Trastuzumab and docetaxel in a preclinical organotypic breast cancer model using tissue slices from mammary fat pad: Translational relevance.

With the ever-increasing number of drugs approved to treat cancers, selection of the optimal treatment regimen for an individual patient is challenging. Breast cancer complexity requires novel predictive methods and tools. In the present study, we set up experimental conditions to obtain an 'ex vivo' organotypic culture from xenotransplanted mice aiming at recapitulating the human clinical condition. The effect of trastuzumab (large biological molecule) and docetaxel (small chemical entity) was subsequently investigated on this organotypic model and compared with in vivo and in vitro activity on tumor cells. Tissue slices of 200 µm were obtained from mammary fat pad of SCID mice xenotransplanted with human MCF-7 breast cancer cells. Viability and proliferation were evaluated by 3-(4,5-dimethylthiazol-2-yl)-2,5-diphenyl-tetrazolium bromide (MTT) colorimetric assay and Ki-67 immunohistochemistry,and apoptosis by cleaved caspase-3 immunohistochemistry. In vivo antitumor activity of trastuzumab and docetaxel was determined by caliper measurement of tumor volume and Ki-67 expression on explanted masses by immunohistochemistry. A Teflon support and normoxia were necessary experimental conditions to obtain high viability of excised breast cancer infiltrated mammary fat pad slices upon 48 h cultivation, as shown by MTT proliferation assay, and Ki-67 expression. Breast cancer tissue slices treated for 48 h with trastuzumab or docetaxel showed a significant dose‑dependent reduction of viability by MTT assay.

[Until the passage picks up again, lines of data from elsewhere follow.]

PR #245, opened 2019-08-06
This PR will ensure that the natal kick is written appropriately ever…

scottcoughlin2014:
…y time there is a SN during the evoltuion. It explicitly decribes all possible scenarios now. This ensures that things will work as expected


scottcoughlin2014:
@michaelzevin has approved. Going to merge

PR #251, opened 2019-08-07
Bin frac

katiebreivik:
Ok - now we track the mass and number of binaries and single stars correctly. They are also now all stored in the dataframe.


bin/runFixedPop
```diff
@@ -216,18 +216,24 @@ if __name__ == '__main__':
...
-            IBT, sampled_mass, n_samp = InitialBinaryTable.sampler(args.initial_samp, kstar1_range, kstar2_range, rand_seed, args.nproc, SFH_model, component_age, args.metallicity, args.Nstep)
+            IBT, mass_singles, mass_binaries, n_singles, n_binaries= InitialBinaryTable.sampler(args.initial_samp, kstar1_range, kstar2_range, rand_seed, args.nproc, SFH_model, component_age, args.metallicity, args.Nstep)
 
         # Log the total sampled mass from the initial binary sample
         # for future Galactic occurence rate calculation
-        total_sampled_mass += sampled_mass
+        total_mass_singles += mass_singles
+        total_mass_binaries += mass_binaries
+        total_n_singles += n_singles
+        total_n_binaries += n_binaries
```
michaelzevin: I don't think these lines will work, since you never initialized the variables `total_mass_singles`, `total_mass_binaries`, `total_n_singles`, and `total_n_binaries`. Shouldn't you do this at the try/except statement at 169?

cosmic/sample/sampler/independent.py
```diff
@@ -226,17 +265,21 @@ def binary_select(self, primary_mass, model='half'):
...
+                binary_fraction = 1/2.0 + 1/4.0 * np.log10(primary_mass)
+                binary_choose =  np.random.uniform(0, 1.0, primary_mass.size)
 
-            binaryIdx, = np.where(binary_fraction > binary_choose)
-            singleIdx, = np.where(binary_fraction < binary_choose)
+                binaryIdx, = np.where(binary_fraction > binary_choose)
+                singleIdx, = np.where(binary_fraction < binary_choose)
+            else:
+                raise Error('You have supplied a non-supported binary fraction model. Please choose vanHaaften or a float')
+        elif type(model) == float:
```
michaelzevin: In this line, you should force the binary fraction to be 0 <= bin_frac <= 1, otherwise raise a value error

bin/runFixedPop
```diff
@@ -216,18 +216,24 @@ if __name__ == '__main__':
...
 
         # save the total_sampled_mass so far
-        dat_store.append('totalMass', pd.DataFrame([total_sampled_mass]))
-        log_file.write("The total mass sampled so far is: {0}\n".format(total_sampled_mass))
+        dat_store.append('mass_singles', pd.DataFrame([total_mass_singles]))
+        dat_store.append('mass_binaries', pd.DataFrame([total_mass_binaries]))
+        dat_store.append('n_singles', pd.DataFrame([total_n_singles]))
+        dat_store.append('n_binaries', pd.DataFrame([total_n_binaries]))
```
michaelzevin: Through redundant, I think it would be useful to store the total mass and total number of stars (n_singles + 2*n_binaries) as well.

katiebreivik:
Thanks mike- I will do this tomorrow morning. 

——————————
Katelyn Breivik
CITA Fellow
katiebreivik.github.io
——————————

PR #1633, opened 2022-04-26
Expose Detailed Metrics for Reconciler Audit Log Sidecar

jakobmoellersap:
**Description**

- Expose Fluent-Bit Sidecar Metrics of Reconciler in ServiceMonitor for Prometheus

**Related issue(s)**

- https://github.com/kyma-incubator/reconciler/issues/959


resources/kcp/charts/mothership-reconciler/templates/service.yaml
```diff
@@ -16,5 +16,9 @@ spec:
       targetPort: {{ .Values.service.istioPort }}
       protocol: TCP
       name: istio-http
+    - port: {{ .Values.fluentbit.port }}
+      targetPort: fluentbit
```
rakesh-garimella, line 20: I would prefer to call http-metrics so that it would make the purpose of the port clear

jakobmoellersap: I think http-metrics is misleading since reconciler also opens up metrics

jakobmoellersap: eg through http, we also expose the endpoint `/metrics`

rakesh-garimella (approved):

adityabhatia (approved):

PR #1685, opened 2022-05-12
Handle migration for suspended SKRs

piotrmiskiewicz:
**Description**

- When the migration update is done for suspended SKR, the unsuspension process must create a Kyma with btp operator

**Related issue(s)**


components/kyma-environment-broker/internal/broker/instance_update.go
```diff
@@ -293,15 +296,6 @@ func (b *UpdateEndpoint) processContext(instance *internal.Instance, details dom
 	}
 
 	if ersContext.IsMigration {
-		if k2, version, err := b.isKyma2(instance); err != nil {
```
piotrmiskiewicz, line 296: currently we are always working with kyma 2

PK85 (approved):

Consistently, both drugs down-modulated Ki-67 and increased cleaved caspase-3. Tumor masses collected from docetaxel- or trastuzumab‑treated mice showed a similar reduction of proliferation markers. By contrast, MCF-7 cell cultures were significantly inhibited by docetaxel but not by trastuzumab. Tumor tissue slices represent a more predictive experimental cancer model compared to cell cultures for both small and large molecule antitumor efficacy. This observation supports the relevance of microenvironment in the overall tumor biology and response to therapeutics.